TechWhirl (TECHWR-L) is a resource for technical writing and technical communications professionals of all experience levels and in all industries to share their experiences and acquire information.
For two decades, technical communicators have turned to TechWhirl to ask and answer questions about the always-changing world of technical communications, such as tools, skills, career paths, methodologies, and emerging industries. The TechWhirl Archives and magazine, created for, by and about technical writers, offer a wealth of knowledge to everyone with an interest in any aspect of technical communications.
Subject:Re: Is the Customer Always Right? From:"John M. Gear" <catalyst -at- PACIFIER -dot- COM> Date:Mon, 30 Jan 1995 10:05:00 PST
At 11:20 PM 1/30/95 +1100, Geoffrey Marnell wrote:
>When it comes to matters of design, style and language, is the
>customer/client always right?
Of course not. If the customer were always right then the customer
is wasting lots of money using professional technical communicators.
Or is this an abandonment of the
>professionalism that technical writers rightfully assume?
^^^^^^^^^^
Yes, precisely. I underscored your "rightfully" to suggest that
this is a conditional right, predicated on acting like a professional rather
than a hired pair of hands. With hired hands, the customer is always right.

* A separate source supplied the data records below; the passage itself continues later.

PR #437, opened 2026-04-18
chore(extension): scope panel→offscreen scoop-create to cones

trieloff:
## Summary

Follow-up to #434 and addresses the Codex P1 observation on #436: the panel→offscreen \`scoop-create\` handler in \`offscreen-bridge.ts\` supported both cone and non-cone creation, but the non-cone branch built a \`RegisteredScoop\` with no \`config\` at all. Under the new pure-replace path-config contract (#435 / #436), such a scoop would land in the orchestrator with empty \`visiblePaths\`/\`writablePaths\` and hit \`EACCES\` on its own sandbox.

In practice this path has been cone-only since #434 (\`ScoopsPanel.createCone\`). Non-cone scoops are created by the agent's \`scoop_scoop\` tool inside the offscreen orchestrator, which is where the path-config defaults live. This PR makes the panel→offscreen message surface reflect that reality.

- Rename \`ScoopCreateMsg\` → \`ConeCreateMsg\`, type \`'scoop-create'\` → \`'cone-create'\`, drop the \`isCone\` field.
- Collapse \`offscreen-bridge.ts:393\` to cone-only — no \`isCone\` ternaries, no non-cone folder/jid computation.
- \`OffscreenClient.registerScoop\` throws if called with a non-cone scoop, making the cone-only contract explicit at the API boundary.
- Add a unit test for the rejection path.

## Test plan

- [x] \`npm run test\` — 2616 pass / 2 skipped (1 new test, 1 updated)
- [x] \`npx prettier --check\` on changed files
- [x] \`npm run typecheck\` — no new errors (pre-existing unrelated \`lucide\` resolution error untouched)
- [ ] \`npm run build\`
- [ ] \`npm run build -w @slicc/chrome-extension\`

## Depends on

None. Independent of #434 / #435 / #436 — touches extension messaging and \`OffscreenClient\` only.

### DIFF
--- a/packages/chrome-extension/src/messages.ts
+++ b/packages/chrome-extension/src/messages.ts
@@ -35,10 +35,15 @@ export interface UserMessageMsg {
   messageId: string;
 }
 
-export interface ScoopCreateMsg {
-  type: 'scoop-create';
+/**
+ * Panel → offscreen: bootstrap the cone. Sent exactly once per side-panel
+ * session when no cone exists on disk yet. Non-cone scoops are created by
+ * the agent's `scoop_scoop` tool inside the offscreen orchestrator, not
+ * through this message.
+ */
+export interface ConeCreateMsg {
+  type: 'cone-create';
   name: string;
-  isCone: boolean;
 }
 
 export interface ScoopFeedMsg {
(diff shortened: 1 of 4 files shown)


trieloff:
Review response — addressed both Copilot nits in [f2f1c58](https://github.com/ai-ecoverse/slicc/commit/f2f1c58):

**1. Test at line 288 — unawaited `registerScoop`**: made the test `async` and `await`ed the call so future additions to registerScoop's await chain surface in assertions rather than being hidden.

**2. Comment at line 398 — "see review of #436" is brittle**: replaced with the bare issue reference `see #436`.

No functional change.

PR #438, opened 2026-04-18
fix(ui): don't let boot-time licks wipe restored chat history

trieloff:
## Summary

- A page reload would drop the restored chat history and leave only a single lick message (the mount-recovery `session-reload` lick from #325) — and the bug was sticky because it also corrupted the persisted `session-cone` SessionStore entry.
- Fix: gate the `scoopMessageBuffers` branch in `handleScoopSelect` on a per-scoop first-select flag so the first select after boot always goes through SessionStore. Mid-session switches still use the buffer (screenshots / transient detail).

## Root cause

On reload:

1. `initSession('session-cone')` restores history into `chat.messages` from SessionStore.
2. The fire-and-forget `getAllMountEntries()` (`main.ts:1529`, added in #325) detects any mount whose FSA permission is no longer `'granted'` and fires a `session-reload` lick.
3. `routeLickToScoop()` does two things: calls `addLickMessage()` (which pushes to `chat.messages` and persists via `persistSession()` — fine), **and** unconditionally pushes to `scoopMessageBuffers[cone.jid]` at `main.ts:1497`.
4. `handleScoopSelect(cone)` at `main.ts:1902` runs the buffer branch because `buffer.length > 0`:

    ```ts
    if (buffer && buffer.length > 0) {
      await layout.panels.chat.switchToContext(contextId, !scoop.isCone, scoopName);
      layout.panels.chat.loadMessages(buffer);  // ← replaces this.messages with [lick]
    }
    ```

5. `loadMessages()` (`chat-panel.ts:251`) replaces `this.messages` with the buffer and calls `persistSession()` — **overwriting** the SessionStore entry with a single-entry array. Every subsequent reload then re-renders only the lick until new assistant output arrives.

The branch was designed for mid-session scoop switches where the buffer has screenshots not in SessionStore. It shouldn't fire on the first select after boot.

## Fix

- Introduce `selectedOnceThisRuntime: Set<string>` alongside `scoopMessageBuffers`.
- Gate the buffer branch on `!isFirstSelect && buffer.length > 0`.
- Flip the flag at the end of `handleScoopSelect`.
- Clear the set alongside `scoopMessageBuffers.clear()` on clear-chat so the next select behaves like a fresh boot.

SessionStore already contains `[history + any boot-time licks]` by the time `switchToContext` runs (because `addLickMessage` inlines + persists the lick), so the else-branch produces the correct view without touching the data flow for mid-session switches.

## Test plan

- [x] `npm run typecheck` (only pre-existing unrelated `lucide-icons.ts` error)
- [x] `npm run test -w @slicc/webapp` — 2275/2275 pass
- [x] Live repro: reload with a mount whose permission carries over → history preserved, no lick fires (verified)
- [ ] Live repro: reload with a mount whose permission was revoked → history **and** the session-reload lick both visible
- [ ] Scoop switch mid-session (cone ↔ scoop) — buffer-branch detail (screenshots) still shown

### DIFF
--- a/packages/webapp/src/ui/main.ts
+++ b/packages/webapp/src/ui/main.ts
@@ -1849,7 +1849,9 @@ async function main(): Promise<void> {
 
     if (!isFirstSelect && buffer && buffer.length > 0) {
       // Mid-session switch: the buffer carries transient detail (screenshots)
-      // not in SessionStore, so prefer it over the persisted view.
+      // not in SessionStore, so prefer it over the persisted view. The buffer
+      // was seeded with the canonical history on first-select, so it contains
+      // prior-runtime messages in addition to runtime-only events.
       await layout.panels.chat.switchToContext(contextId, !scoop.isCone, scoopName);
       layout.panels.chat.loadMessages(buffer);
     } else {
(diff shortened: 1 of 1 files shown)


trieloff:
Review response (two bot reviewers, one P2 + two comment nits):

**Copilot nits (comments on lines 1840/1850)** — addressed in [0d0d4a8](https://github.com/ai-ecoverse/slicc/commit/0d0d4a8). Rewrote the block comment at the top of the context-switch branch to describe both paths (first-select vs. subsequent), and rewrote the else-branch comment since it now also runs on first-select-with-buffer, not just when the buffer is empty. No functional change.

**Codex P2 (`!isFirstSelect` drops delegated-scoop tool-call detail on first open)** — valid concern, and it survives into this PR as well because the buffer branch is simply bypassed on first open; for a scoop the cone delegated to, `onResponse`/`onToolStart`/`onIncomingMessage` entries that only live in the buffer would be invisible until the user switched away and back.

Addressing in the stacked PR #439 rather than here, because the resolution depends on the buffer-seeding step that PR introduces. Specifically, #439 upgrades the seed from "clear + replace with canonical" to a **merge**: the buffer is rebuilt as `[canonical + any runtime-only entries not in canonical, deduped by id]`, and if any runtime-only entries were picked up, `loadMessages(buf)` surfaces them in the first-open view too. So a scoop the cone delegated to now shows both SessionStore history and buffer-resident tool-call detail on first click.

Keeping #438 narrow since that PR is purely the first-select gate + clear-chat reset + comment updates. The behavioral refinement for delegated scoops lives in #439.

PR #441, opened 2026-04-18
fix(scoops): await createScoopTab in registerScoop to prevent dropped prompt

### LINKED ISSUE #440: scoop_scoop with prompt silently drops the initial task due to concurrent createScoopTab race
When scoop_scoop is called with a prompt, the task is silently dropped and the scoop goes straight to idle without doing any work.

Root cause:

In scoop-management-tools.ts, after onScoopScoop resolves, onFeedScoop is called immediately (fire-and-forget). onScoopScoop calls registerScoop, which starts createScoopTab as its own fire-and-forget. So when onFeedScoop → delegateToScoop → sendPrompt runs, the tab is not yet in this.tabs at all — createScoopTab hasn't executed yet, only been queued.

sendPrompt sees no context, so it calls createScoopTab itself. Now two concurrent createScoopTab calls race on the same jid. The second hits the this.contexts.has(jid) early-return guard and exits. Depending on timing, the tab ends up stuck in initializing or the prompt is dropped entirely at the waitForTabReady timeout path.

Affected files:

packages/webapp/src/scoops/orchestrator.ts — registerScoop starts tab init fire-and-forget
packages/webapp/src/scoops/scoop-management-tools.ts — calls onFeedScoop immediately after onScoopScoop resolves
Fix:

registerScoop should await createScoopTab before returning, so the tab is at least in initializing state (and in this.tabs) before sendPrompt is called. sendPrompt already has waitForTabReady polling, so it will handle the remaining init time correctly.

// orchestrator.ts — registerScoop
async registerScoop(scoop: RegisteredScoop): Promise<void> {
  await db.saveScoop(scoop);
  this.scoops.set(scoop.jid, scoop);
  this.messageQueues.set(scoop.jid, []);
  // Await so the tab exists before any immediate sendPrompt call races it
  await this.createScoopTab(scoop.jid);
}
Observed behavior: Scoop created with a prompt goes idle immediately, task never runs, no error reported.

Expected behavior: Scoop runs the provided prompt before going idle.

trieloff:
Closes #440.

## Summary

- `scoop_scoop` with a `prompt` silently dropped the initial task and the scoop went idle.
- Fix: `orchestrator.registerScoop` now awaits `createScoopTab` instead of firing it and forgetting it, so the context is fully registered before the caller's immediate follow-up `onFeedScoop` runs. No more race.

## Root cause (as diagnosed in the issue)

1. `scoop_scoop` handler in `scoop-management-tools.ts` awaits `onScoopScoop(...)` then fires `onFeedScoop(newScoop.jid, taskPrompt).catch(...)` — fire-and-forget.
2. `onScoopScoop` → `orchestrator.registerScoop`, which previously called `this.createScoopTab(jid).catch(...)` as fire-and-forget and returned. By the time registerScoop resolved, `this.contexts.has(jid)` was still `false`.
3. The fire-and-forget `onFeedScoop` → `orchestrator.delegateToScoop` → `orchestrator.sendPrompt(jid, ...)`.
4. `sendPrompt` read `this.contexts.get(jid)` → undefined → called `await this.createScoopTab(jid)`. Meanwhile the original fire-and-forget createScoopTab from (2) was in flight.
5. Two concurrent `createScoopTab` calls raced past the `this.contexts.has(jid)` early-return guard (lines 454–465 of `orchestrator.ts`). The guard only catches duplicates *after* `this.contexts.set(...)` has run (line 622), which happens partway through the function — both invocations had already blown past the guard before either set anything.
6. Both built full fs + callbacks + `new ScoopContext(...)`. The second `contexts.set(...)` overwrote the first. `sendPrompt` was holding the reference it fetched after awaiting its own createScoopTab, which may or may not be the one that won the `contexts.set` race. The orphaned context's agent never routed responses through the orchestrator; the prompt was silently dropped.

## Fix

`registerScoop` now awaits `createScoopTab`. By the time `onScoopScoop` resolves in `scoop-management-tools.ts`, the context is registered and `'ready'`, so sendPrompt's `if (!context)` branch doesn't fire and there's no race.

Callers of `registerScoop`:
- `scoops-panel.ts:612` (UI add-scoop flow) — already awaited; now waits slightly longer (~init time) before the UI returns to idle.
- `orchestrator.ts:600` (internal) — already awaited.

Also updated the `scoop_scoop` tool result string — it said "It will start working as soon as initialization completes," but post-fix init *is* complete by the time the tool returns, so the cone got a stale nudge.

## Test plan

- [x] `npm run typecheck`
- [x] `npm run test -w @slicc/webapp` — 2275/2275 pass
- [ ] Live: `scoop_scoop` with a `prompt` in the cone — scoop actually runs the prompt (previously went straight to idle)
- [ ] Live: `scoop_scoop` without a prompt — scoop is created and stays idle until `feed_scoop`, no regression
- [ ] Live: "Add scoop" button in the UI scoops panel still works (no hang)

### DIFF
--- a/packages/webapp/src/scoops/orchestrator.ts
+++ b/packages/webapp/src/scoops/orchestrator.ts
@@ -231,23 +231,52 @@ export class Orchestrator {
     };
   }
 
-  /** Register a new scoop and fully initialize its context before returning.
+  /** Register a new scoop and wait until its tab/context has been registered
+   *  before returning. Does NOT guarantee successful initialization:
+   *  `ScoopContext.init()` can handle failures internally and leave the tab
+   *  in 'error' state while `createScoopTab` still resolves. The guarantee
+   *  here is that by the time this resolves, the tab/context entry exists in
+   *  `this.contexts` / `this.tabs` (ready or error).
    *
-   *  Awaiting createScoopTab here (rather than firing-and-forgetting it) is
-   *  what prevents a race with the caller's immediate follow-up sendPrompt.
-   *  `scoop_scoop` with an initial prompt fires `onFeedScoop` the moment this
-   *  resolves: if the tab has not yet been registered in `this.contexts` /
-   *  `this.tabs`, sendPrompt calls createScoopTab itself, and both calls race
-   *  past the `this.contexts.has(jid)` early-return guard (the guard only
-   *  catches duplicates once contexts.set has run, which happens partway
-   *  through the function). The losing context ends up orphaned and the
-   *  initial prompt is dropped. See issue #440. */
+   *  Awaiting createScoopTab (rather than firing-and-forgetting it) is what
+   *  prevents a race with the caller's immediate follow-up sendPrompt.
+   *  `scoop_scoop` with an initial prompt fires `onFeedScoop` the moment
+   *  this resolves: if the tab had not yet been registered in `this.contexts`
+   *  / `this.tabs`, sendPrompt would call createScoopTab itself, and both
+   *  calls would race past the `this.contexts.has(jid)` early-return guard
+   *  (the guard only catches duplicates once `contexts.set` has run, which
+   *  happens partway through the function). The losing context ends up
+   *  orphaned and the initial prompt is silently dropped. See issue #440.
+   *
+   *  On failure, rolls back the in-memory and on-disk scoop records so the
+   *  caller doesn't see a half-registered scoop, and rethrows so the caller
+   *  can surface the error. */
   async registerScoop(scoop: RegisteredScoop): Promise<void> {
     await db.saveScoop(scoop);
     this.scoops.set(scoop.jid, scoop);
     this.messageQueues.set(scoop.jid, []);
     log.info('Scoop registered', { jid: scoop.jid, name: scoop.name });
-    await this.createScoopTab(scoop.jid);
+    try {
+      await this.createScoopTab(scoop.jid);
+    } catch (err) {
+      log.error('Scoop init failed', {
+        jid: scoop.jid,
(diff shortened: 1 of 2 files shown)


trieloff:
Review response — addressed all three Copilot inline comments in [d45935b](https://github.com/ai-ecoverse/slicc/commit/d45935b):

**1. `registerScoop` doc comment overclaims ("fully initialize[s]")** — reworded to "registered (ready or error)". `ScoopContext.init()` can handle failures internally and leave the tab in an 'error' state while `createScoopTab` still resolves; the guarantee we actually provide is that by the time this returns, the tab/context entry exists in `this.contexts`/`this.tabs`, which is what closes the race with the caller's immediate `sendPrompt`.

**2. Lost "Scoop init failed" log + no rollback** — wrapped the `createScoopTab` await in try/catch. On failure: log with jid/name/error (restores the signal the old `.catch` provided), call `destroyScoopTab` to clean any partially-constructed context, delete the in-memory scoop/queue entries, and rollback the `db.saveScoop` via `db.deleteScoop`. Then rethrow so the caller (UI scoops-panel, scoop-management tool) can surface the failure — this is the behavior change the PR intentionally introduced.

**3. `scoop_scoop` success text misleading when `onFeedScoop` fails silently** — now awaits `onFeedScoop` and returns `isError: true` on failure with a message pointing the user at `feed_scoop` to retry. `delegateToScoop` (what onFeedScoop resolves to for the cone) only awaits the persistence + dispatch step — the scoop's agent loop still runs fire-and-forget — so this doesn't block the tool on an LLM turn.

2275/2275 tests pass; typecheck clean.

PR #983, opened 2026-06-12
fix(skills): stop kernel-worker OOM from monkeypatching the sudo-fs Proxy

karlpauls:
## Problem

A fresh report (commit `e60b2620`): the prompt *"using stardust create a more contemporary version of the page in the current tab"* drives the kernel worker to ~4GB and crashes it with `Ineffective mark-compacts near heap limit` — within a minute. Reproduces in **both** standalone and the extension.

## Root cause

The skill-discovery compatibility cache (`skills/catalog.ts`) invalidates itself by **monkeypatching fs write methods in place** — `mutableFs.writeFile = async (...) => { await original.apply(fs, args); cache.delete(key); }` for `writeFile`/`mkdir`/`rm`/`rename`/`mount`/`unmount`.

The agent shell hands discovery the **sudo-fs `Proxy`** (`fs/sudo-fs.ts`, the gated handle backing both file tools and the shell). That Proxy is **get/set-asymmetric**:

- `get('writeFile')` → a *gating override* that delegates dynamically to `target.writeFile`.
- `set('writeFile', …)` → writes straight **through to the wrapped target** (no `set` trap).

So when discovery runs over the gated handle, reassigning `gatedFs.writeFile`:

1. captures `original = gatedFs.writeFile` (via `get`) = the **override**, then
2. writes the new wrapper onto the **target** (`rawFs.writeFile = wrapper`).

Now the override (which re-reads `target.writeFile` each call) calls the wrapper, whose captured `original` is the override → **unbounded `override ↔ wrapper` async recursion**. The next gated write — stardust `upskill` → `playwright-cli` writing `/.playwright/session.md` — triggers it and the worker balloons until V8 OOMs.

This is intermittent by nature: boot-time `loadSkills` uses the *unwrapped* fs, so it only fires on a **first-time, in-shell skill install** (when the agent runs `upskill`/`skill list` over the gated handle). Once the skill is installed, the path isn't re-run — which is exactly the reported "sometimes" behavior.

### Forensics

CDP heap sampling during the balloon showed the sudo write-override invoked **20,000×** while `VirtualFS.writeFile` was **never reached** — the hallmark of a wrapper cycle that never bottoms out. Stack capture confirmed the frames alternate `catalog-hook ↔ sudo-override`.

### Where it was introduced

This is a *collision* of two changes, latent until both were present:

- The **in-place fs-method monkeypatch** in `catalog.ts` (`installCompatibilityCacheInvalidationHooks`) is old and was harmless on its own — it predates the package split and traces back through #187 (the monorepo restructure).
- The cycle only became reachable when **#829 (`feat(sudo): explicit native approval for sensitive agent actions`, merged 2026-06-06)** introduced `createSudoFs` and wired the **get/set-asymmetric sudo-fs `Proxy`** in as the agent shell's fs handle (`scoops/scoop-context.ts` → `WasmShell`). From that point, an in-shell `upskill`/`skill list` handed skill discovery a Proxy whose methods cannot be safely reassigned, and the latent monkeypatch turned into the override↔wrapper recursion.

With a professional, the customer pays for the expertise and results, not
the method. The customer may *not* specify choices counter to the
professional's judgement (which may or may not be codified). The
homebuilder may *not* tell the professional electrician which gauge wiring
to use.
Every profession wrestles with this issue as it becomes a recognized
profession. As the laypersons are left behind, often without their
knowledge, the professional practitioners have a harder and harder time (or
it takes longer and longer) explaining the reasons for the professionals'
choices.
Technical communications has many of the characteristics of a
profession (except, most seriously, barriers to entry) and so this issue
will never go away, especially as sophisticated computer-tools become more
widely available and laypersons are able to produce what, at least
superficially, resembles what a professional technical communicator produces.